Searching & Palpating Subsystem

This subsystem includes all the algorithms necessary to take a 3D model of an organ and output a stiffness map. This includes algorithms that transform the data to the correct form, search over the organ to detect tumors, control robot kinematics, and render the stiffness map.

Searchable Surface Transformation

There will be two main transformation algorithms. The first algorithm will take the 3D point cloud returned by the processing subsystem and convert it to a 3D searchable surface. This surface should be compatible with the current 3D Gaussian Process search algorithm developed by the lab.

Alternatives: We may instead convert the 3D point cloud into a 2D projection and do a 2D search on this surface. This simplifies the problem to a 2D search, which means it would not have to be compatible with the Biorobotics Lab’s original algorithm.

Force Reading Conversion

The second transformation algorithm will convert the force readings from the Blaser frame to the stereo camera frame. Since the 3D point cloud is in the stereo camera, this transformation is important to ensure the search algorithm correctly decides where to poke next in the stereo frame based on the force readings. The transformation was previously calculated in the data processing subsystem.

Force Reading to Stiffness Data

This algorithm will convert the readings from the force sensor into a Multivariate Gaussian Distribution  that models the stiffness of regions of the organ based on the magnitude of the force readings. This means we will not have to poke the organ in as many locations because the readings can be generalized over the surface. This algorithm has been implemented by the lab so we do not anticipate needing an alternative. The force readings will be converted to stiffness data that indicate both the shape and location of tumors in the organ, and overlaid on the visual feed for the surgeon to see, as depicted in Fig. 3.

Search Over the Organ

The search algorithm  will use active LSE to determine where the robot should poke the organ for maximum information gain. It will take the searchable surface and output coordinates in the robot frame of where to poke next.

Alternatives: Instead of intelligently determining where to poke the organ, the organ can be divided into a meshgrid and we can direct the robot to poke within each box of the grid in a brute-force manner.

Inverse Robot Kinematics

The dVRK already has PID control and robot kinematics implemented. The current robot kinematics allow the robot to move into “unreachable positions” from which the robot cannot recover. We will develop a helper algorithm on top of the robot kinematics to ensure that the robot does not move into these positions by checking if the desired position and orientation are within the operating range of the dVRK.

Display

Figure 6: Stiffness map overlaid on phantom organ

Given a stiffness map, the Biorobotics Lab at CMU has implemented an algorithm to render it into stereo images. We will have to ensure that the stiffness map aligns with the moving organ. This will be done with rendering software with some preprocessing.

This subsystem works a little differently in simulation because we did not simulate a stereo camera.
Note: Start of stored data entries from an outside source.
PR #5748, opened 2021-01-20
[luci] Rename FuseBatchNormWithTConv files

seanshpark:
This will rename FuseBatchNormWithTConv to FuseBatchNormWithTConvPass to
follow like other file naming convention.


mhs4670go (approved):
LGTM

PR #5749, opened 2021-01-20
[luci] Revise FuseAddWithTConvPass comment

seanshpark:
This will revise FuseAddWithTConvPass comment of before-after model
diagram.


seanshpark:
@jinevening , new diagram is my understanding from the code. If there is something incorrect, please add  some comments.

jinevening (approved):
LGTM

PR #5753, opened 2021-01-20
[DRAFT] Record profiling metadata

mhs4670go:
This darft is to record profiling metadata.

### DIFF
--- a/nnpackage/schema/circle_schema.fbs
+++ b/nnpackage/schema/circle_schema.fbs
@@ -1064,6 +1064,9 @@ table Operator {
   // computation, which may require relevant metadata such as quantization
   // parameters.
   intermediates:[int];
+
+  // For profiling
+  p_index:int;
 }
 
 // The root type, defining a subgraph, which typically represents an entire
--- a/compiler/circle2circle/src/Circle2Circle.cpp
+++ b/compiler/circle2circle/src/Circle2Circle.cpp
@@ -226,6 +226,12 @@ int entry(int argc, char **argv)
     .default_value(false)
     .help("This will turn off operator validations. May help input model investigation.");
 
+  arser.add_argument("--generate_profiling_info")
+    .nargs(0)
+    .required(false)
+    .default_value(false)
+    .help("This will generates profiling information.");
+
   arser.add_argument("input").nargs(1).type(arser::DataType::STR).help("Input circle model");
   arser.add_argument("output").nargs(1).type(arser::DataType::STR).help("Output circle model");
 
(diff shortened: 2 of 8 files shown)


nnpackage/schema/circle_schema.fbs
```diff
@@ -1064,6 +1064,9 @@ table Operator {
   // computation, which may require relevant metadata such as quantization
   // parameters.
   intermediates:[int];
+
+  // For profiling
+  p_index:int;
```
seanshpark, line 1069: @mhs4670go , can you explain about this?

mhs4670go: @seanshpark
This draft is related tunnel T/F. For profiling, each operator in circle model has its id. That is why `p_index`(profiling_index) is added in schema. But since there is no exact decision yet about spec, I made this PR for experiment.

seanshpark: I know the background. I am asking why you added this item? from what requirement that ended up adding this.

mhs4670go: I come up with these two things to solve this requirement(https://github.com/Samsung/ONE/issues/5794#issuecomment-766536492). And this draft is one of them. It could be different implementation.

seanshpark:
@mhs4670go , 
I'd like to know what your requiremems are. either the requirement was from someone else or made by your self.
Can you describe it at the first comment? (you don't have to update the PR)
I'd like to understand your objective.

mhs4670go:
@seanshpark Please understand not being enough explanation. Because this draft is posted in the middle of discussion. I just wanted to show this draft to @llFreetimell at the time we discussed each other. 

```
TF/tflite/ONNX -> [one-import-x] -> circle1 -> [one-optimize] -> circle2 -> [one-quantize] -> circle3 -> [one-codegen] -> ~
```

Anyway, when I implemented this idea, I just imagined the way the profile data passes from @lemmaa's message in our internal messenger. First, T/F starts from `circle3`. And then if it landed well, we would be able to start from `circle1`. **I focused on making all the operators in the model carry its index.** That is my objective. There could be various solutions to solve this.

seanshpark:
Thanks for the explanation!

> I focused on making all the operators in the model carry its index

So this is what I wanted to ask. is this for reading `circle1` ? or is it for reading `circle3 ` ?

mhs4670go:
@seanshpark `circle3` as of now. It could expanded to `circle1` later because it consumes more time. It's just matter of the time left for us.

seanshpark:
> circle3 as of now. It could expanded to circle1 later because it consumes more time.

So, what is the answer to my question? 

> It's just matter of the time left for us.

I don't know why we should work with `circle1` as of now. I didn't heard of any requirements for this.

mhs4670go:
@seanshpark 
> So, what is the answer to my question?

`circle3`

> I don't know why we should work with circle1 as of now. I didn't heard of any requirements for this.

IIUC, the profiling is to know the number of execution cycle layer by layer. Since `circle3` is modified model by optimization(fusing or sth), the profiling should start from original model, i.e. `circle1`. So, our final goal is to deal with `circle1` and this journey(?) starts from `circle3`.

seanshpark:
For the deadline to make from `circle3` work in the T/F, do you think you have time to struggle with `circle1` ?

mhs4670go:
@seanshpark I think not. But if T/F has to do it, we can try it but would be less stability.

PR #5761, opened 2021-01-21
DRAFT: FuseBatchNormWithDwConvPass

seanshpark:
on-going draft of FuseBatchNormWithDwConvPass and other Pass related
tests

ONE-DCO-1.0-Signed-off-by: SaeHie Park <saehie.park@samsung.com>

PR #5767, opened 2021-01-21
[luci-pass-value-test] Introduce Pass value test

seanshpark:
This will introduce luci-pass-value-test that will compare reference
values from execution of tflite and circle file that was generated with
certain optimization option.


seanshpark:
This PR is a bit huge but was mostly copied from existing _luci-value-test_  and some modification.
From draft #5761

mhs4670go (approved):
LGTM

PR #5769, opened 2021-01-21
[luci-value-test] Add gitignore

seanshpark:
This will add gitignore file to ignore local only file: test.local.lst


mhs4670go (approved):
LGTM

PR #5770, opened 2021-01-21
[luci] Revise FuseBatchNormWithTConvPass

seanshpark:
This will revise FuseBatchNormWithTConvPass to search pattern from
Add > Mul > TConv and insert new new nodes instead of updating it.


seanshpark:
From draft #5761

mhs4670go (approved):
LGTM

PR #6780, opened 2021-05-11
[luci] Enable export for STRING TensorType Const

seanshpark:
This will enable export of STRING TensorType of CircleConst.

### DIFF
--- a/compiler/luci/export/src/CircleTensorExporter.cpp
+++ b/compiler/luci/export/src/CircleTensorExporter.cpp
@@ -28,6 +28,8 @@
 #include <loco/IR/DataTypeTraits.h>
 #include <oops/InternalExn.h>
 
+#include <string.h>
+
 using namespace circle;
 using namespace flatbuffers;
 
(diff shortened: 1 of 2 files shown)


seanshpark:
FYI: Format of buffer
https://github.com/Samsung/ONE/blob/dda39274f3fa06ee5ddc384926d69f133e27423f/compiler/souschef/src/Explicit.cpp#L25-L33

compiler/luci/export/src/CircleTensorExporter.cpp
```diff
@@ -352,6 +354,50 @@ flatbuffers::Offset<circle::Buffer> encodeOpBufferByDType(FlatBufferBuilder &bui
...
+  }
+
+  auto *data = reinterpret_cast<uint8_t *>(i32d);
+  for (uint32_t i = 0; i < count; ++i)
+  {
+    int32_t length = offsets[i + 1] - offsets[i];
+    auto &value = c->at<loco::DataType::STRING>(i);
+    memcpy(data, value.c_str(), length);
+    data += length;
+  }
```
mhs4670go, line 395: I'm not sure but it can be like this:)
```suggestion
  auto *data = reinterpret_cast<uint8_t *>(i32d + offset);

  *i32d++ = count;
  *i32d++ = start;
  for (uint32_t i = 0; i < count; ++i)
  {
    auto &value = c->at<loco::DataType::STRING>(i);
    offset += value.length();
    *i32d++ = offset;
    memcpy(data, value.c_str(), value.size());
    data += value.length();
  }
```

compiler/luci/export/src/CircleTensorExporter.cpp
```diff
@@ -352,6 +354,50 @@ flatbuffers::Offset<circle::Buffer> encodeOpBufferByDType(FlatBufferBuilder &bui
   return CreateBuffer(builder, array_offset);
 }
 
+template <>
```
mhs4670go, line 357: I think memory structure comment would be helpful. Otherwise, below `count + 2` things would look like magic number.

compiler/luci/export/src/CircleTensorExporter.cpp
seanshpark: May work but would better to apply in another PR.

mhs4670go (approved):
LGTM

PR #6781, opened 2021-05-11
[luci] Enable import of STRING TensorType Const

seanshpark:
This will enable import of STRING TensorType CircleConst.


mhs4670go (approved):
LGTM

PR #6783, opened 2021-05-12
[luci] Assert check in shape inference

seanshpark:
This will add assert check of dimensions used in shape inference of conv, pool.

ONE-DCO-1.0-ONE-DCO-1.0-ONE-DCO-1.0-Signed-off-by: SaeHie Park <saehie.park@gmail.com>


seanshpark:
Thought would be nice to have this while working on #6742

mhs4670go (approved):
LGTM

PR #6785, opened 2021-05-12
[luci] Enable test for STRING TensorType

seanshpark:
This will enable read/write test for STRING TensorType constant.


seanshpark:
For #6730, from draft #6745

mhs4670go (approved):
LGTM

PR #6786, opened 2021-05-12
[common-artifacts] Remove exclude item for STRING

seanshpark:
This will remove exclude item for STRING TensorType of circle2circle
optimization test.


mhs4670go (approved):
LGTM

PR #6789, opened 2021-05-12
[preset] Include luci-eval-driver for setup

seanshpark:
This will revise latest preset to include luci-eval-driver tool for
setup to run circle model.


mhs4670go (approved):
LGTM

Once the robot completes the palpation procedure, a visualization of the results as shown in Figure 7 appears for the user/surgeon by switching on two ROS topics. The first topic publishes the shape and location of the ground truth tumor, shown in green, while the second topic publishes palpated points in white. During development, we overlay both visualizations on the liver to get an understanding of what percentage of the tumor(s) was classified correctly. The minimum bounding circle shown in yellow is sketched offline to show how we calculated our accuracy percentages.